The remains of servicemen of the Soviet Army and people from the Second World War period will be reburied from the Field of Mars on Mechnikova Street. This decision was taken by the executive committee of the Lviv City Council.
The Memorial Complex of Heroes of Ukraine will be set up at this place, in memory of the Ukrainian soldiers who gave their lives for the Independence of Ukraine.
“The field of Mars is a monument of history since 1972. Officially, it is believed that soldiers who died during the Second World War are buried here. However, most of them died in the period from 1944 to 1950 during punitive operations of the NKVD against Ukrainians in Galicia.
The architectural solution of the memorial is alternating strips of black and red granite, which should symbolize the “Georgian” ribbon. It is obvious that such symbols cannot exist now and be next to the burials of tortured victims of Zamarstiniv prison, UPA soldiers and the newest heroes.
We are preparing an architectural competition for the new Memorial project, which will cover the entire territory of the military cemetery,” says Lilia Onishchenko, head of the historical environment protection department.
Consultations with architects are currently ongoing regarding the terms of reference for the competition for the best project of the Heroes of Ukraine Memorial Complex.
“We are talking about changing the entire territory of the Field of Mars. This will be a new element of memorial architecture. In the developed preliminary concept of the Memorial, we envisage military burials of Heroes of Ukraine, a memorial park and a memorial square. It should be a place of silence and reflection,” noted the chief architect of Lviv, Anton Kolomeytsev.
The executive committee also determined the order and procedure for obtaining relevant permits from state authorities, and determining the very month of reburial for Soviet servicemen.
Historical reference
The territory of the current Lychakiv Military Cemetery (Marsovoy Pole), namely its upper western part, was occupied by the Austrian Military Cemetery after the First World War, which extended to modern Cheremshina Street. There is still a preserved brick gate of the Austrian military cemetery on this street. Soldiers of the Austrian army and Ukrainian Sich Riflemen were buried in a part of the Austrian military cemetery. After the exhumation, 44 individual and 23 group graves were made from 111 graves of the Ukrainian Sich Riflemen. These burials were moved to another section of the Austrian cemetery, which was previously located on the territory of the modern 82nd field of the Lychakiv cemetery (next to the still-preserved grave of Pavlo Liskevich, a member of the UGA).

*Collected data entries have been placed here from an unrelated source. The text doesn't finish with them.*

Issue #436, opened 2022-11-22
Numbers display: use tabular version of the font instead of mono font


mvaivre:
See https://rsms.me/inter/#features/tnum

nop33:
Hm, replacing `font-family: monospace` with `font-feature-settings: 'tnum'` does not produce a consistent string length. We need to investigate more how we create this middle ellipsis...

| monospace | tnum |
|--------|-------|
| <img width="399" alt="image" src="https://user-images.githubusercontent.com/1579899/212075659-fba05aaf-e62b-4615-9a61-68d7f1b6ecfd.png"> | <img width="388" alt="image" src="https://user-images.githubusercontent.com/1579899/212075827-d4197f02-b72e-4853-8c75-528dba4e5f26.png"> |

nop33:
the `tnum` is supposed to work for numbers, based on the link you shared:

> Fixed-width numbers are useful for tabular data, where comparing columns across rows is desired.

Maybe that's why it doesn't work with address hashes.

nop33:
@mvaivre Since this only works with numbers, should we keep this issue open?

mvaivre:
I'll close this one in favour of a new one: find a better mono font! 😄

PR #530, opened 2023-02-21
Implement new Send modal UI & support token display in confirmed tx rows and tx details modal

### LINKED ISSUE #72: Tokens support
We need to support displaying tokens (name, amount) in our main wallet, and allow for sending them around.

Features

- [ ] https://github.com/alephium/alephium-js/issues/10

**TBD**

nop33:
I've created a new PR since there are quite many new changes added, let me know if you want me to merge it with the other one.

Closes #72

https://user-images.githubusercontent.com/1579899/220391508-00e7aff9-4576-4503-8a4e-45dedf0980b9.mp4


.vscode/settings.json
```diff
@@ -1,4 +1,8 @@
 {
   "typescript.tsdk": "node_modules/typescript/lib",
-  "typescript.preferences.importModuleSpecifier": "non-relative"
+  "typescript.preferences.importModuleSpecifier": "non-relative",
+  "editor.codeActionsOnSave": {
+    "source.fixAll.eslint": true
+  },
+  "eslint.validate": ["javascript", "typescript"]
```
nop33, line 7: This is magic. No more linting errors, they are just solved on save.

src/App.tsx
```diff
@@ -53,12 +53,12 @@ const App = () => {
...
     (tx) => tx.address.hash
   )
-  const [settings, network, addressesStatus, isPassphraseUsed, tokens] = useAppSelector((s) => [
+  const [settings, network, addressesStatus, isPassphraseUsed, assetsInfo] = useAppSelector((s) => [
     s.settings,
     s.network,
     s.addresses.status,
     s.activeWallet.isPassphraseUsed,
-    s.tokens
+    s.assetsInfo
```
nop33, line 61: I decided to rename the slice because `asset` is a more accurate name than `token`, since ALPH is not a token, but a coin. Adding the ALPH info (decimals, name, symbol, etc) in the assets slice simplifies our code a lot (this way we don't have to add special cases to treat ALPH separately from tokens. They are both "assets" :)

src/index.css
```diff
@@ -44,6 +44,7 @@ button {
   outline: none;
   border: none;
   background: transparent;
+  font-family: 'Inter', sans-serif;
```
nop33, line 47: For some reason, HTML buttons default to `Arial`...

src/modals/AddressDetailsModal.tsx
```diff
@@ -44,7 +44,7 @@ const AddressDetailsModal = ({ addressHash, onClose }: AddressDetailsModalProps)
     <SideModal
       onClose={onClose}
       label={t('Address details')}
-      width={670}
+      width={800}
```
nop33, line 47: I increased the width to give more space for the tokens

src/App.tsx
mvaivre: Yes, I thought about this as well as I was designing. That's perfect 💯

mvaivre:
Great job! Super sleek. Some things I encountered along the way:

- Transactions are shown twice in the list, even after a full app reload:

image

- "Discover addresses" doesn't work. I get the following error `Uncaught (in promise) Error: Could not generate addresses, active wallet not found`

- This one is on me (it was wrong in the mockup) : the amount input in the Send modal shouldn't be in lighter color when not focused

nop33:
> Transactions are shown twice in the list, even after a full app reload:

Fixed, good catch ✅ 

> NIT: We could make sure that an address without label is not displayed with its hash shown twice:

Good recommendation, done ✅ 

> Let's remove the border around the contact name in the input, it's gonna be lighter, less tight.

✅ 

> the amount input in the Send modal shouldn't be in lighter color when not focused

✅ 

> Hashes: let's try to use the inter font in tabular mode instead of the current mono font, to see how it looks

I remember encountering some problems with this here: https://github.com/alephium/desktop-wallet/issues/436

> "Discover addresses" doesn't work. I get the following error Uncaught (in promise) Error: Could not generate addresses, active wallet not found

Thanks for testing this, I hadn't tested it yet. Fixed ✅

nop33:
@mvaivre lemme know if I can merge this :) I look forward to do that so I can merge master into v2.0 to get the latest updates we pushed to the 1.5.0 release.

mvaivre:
All good! Thanks for the fixes! Merging.

DeafEyeJedi:
Thanks @Ilias for your never ending energy on this one... looking forward to the updates!

PR #538, opened 2023-02-28
Fix wallet listing after creation

### LINKED ISSUE #495: Wallet is not visible in wallet select just after creation
**Describe the bug**
Wallet is not visible in wallet select just after creation.

**To Reproduce**
1. Create a wallet
2. Lock the wallet
3. Select a wallet to unlock
4. New wallet isn't visible in the list

**Expected behavior**
Wallet should be visible in the list.

nop33:
Closes #495


mvaivre (approved):
It works well 👏 LGTM.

In the western part of the former Austrian military cemetery there was also a private garden of the Bodnar family. In June 1941, the Bolsheviks took the garden. There they carried out mass executions of people. In 1946–1947, the Bolsheviks razed and dug up the Austrian military cemetery, and civilian and military burials were arranged in its place. Civil burials began here in 1946. Later, the Austrian military cemetery was joined to Lychakivskoye and formed the 82nd field, which was divided into separate plots.
Then, at the military cemetery for Red Army soldiers, 3,491 people were buried together with NKVD soldiers. According to the registration book, they include 1,252 Soviet soldiers who were buried between 1945 and 1950. According to archival data, military divisions of the NKVD, which fought in the Lviv region with units of the Ukrainian Insurgent Army, were buried in this cemetery, next to soldiers of the Soviet Army who died of wounds in Lviv hospitals. These persons were also involved in mass repressions against the local population.
In 1974, a cemetery of Red Army soldiers (Lychakiv Military Cemetery) was laid on the Field of Mars according to the project of architects Andriy Shulyar, Vasyl Kamenshchyk and sculptor Volodymyr Boyk. Under the black granite slabs, which are located on both sides of the main avenue, soldiers of the Red Army are reburied. Inscriptions with the names of the fallen on the slabs are mostly without dates of life, only the first few graves have dates of death. Perhaps because most of the years of death fell on 1945-1950 and did not coincide with the Second World War, the Communist Party decided not to write them on the granite slabs of the war memorial.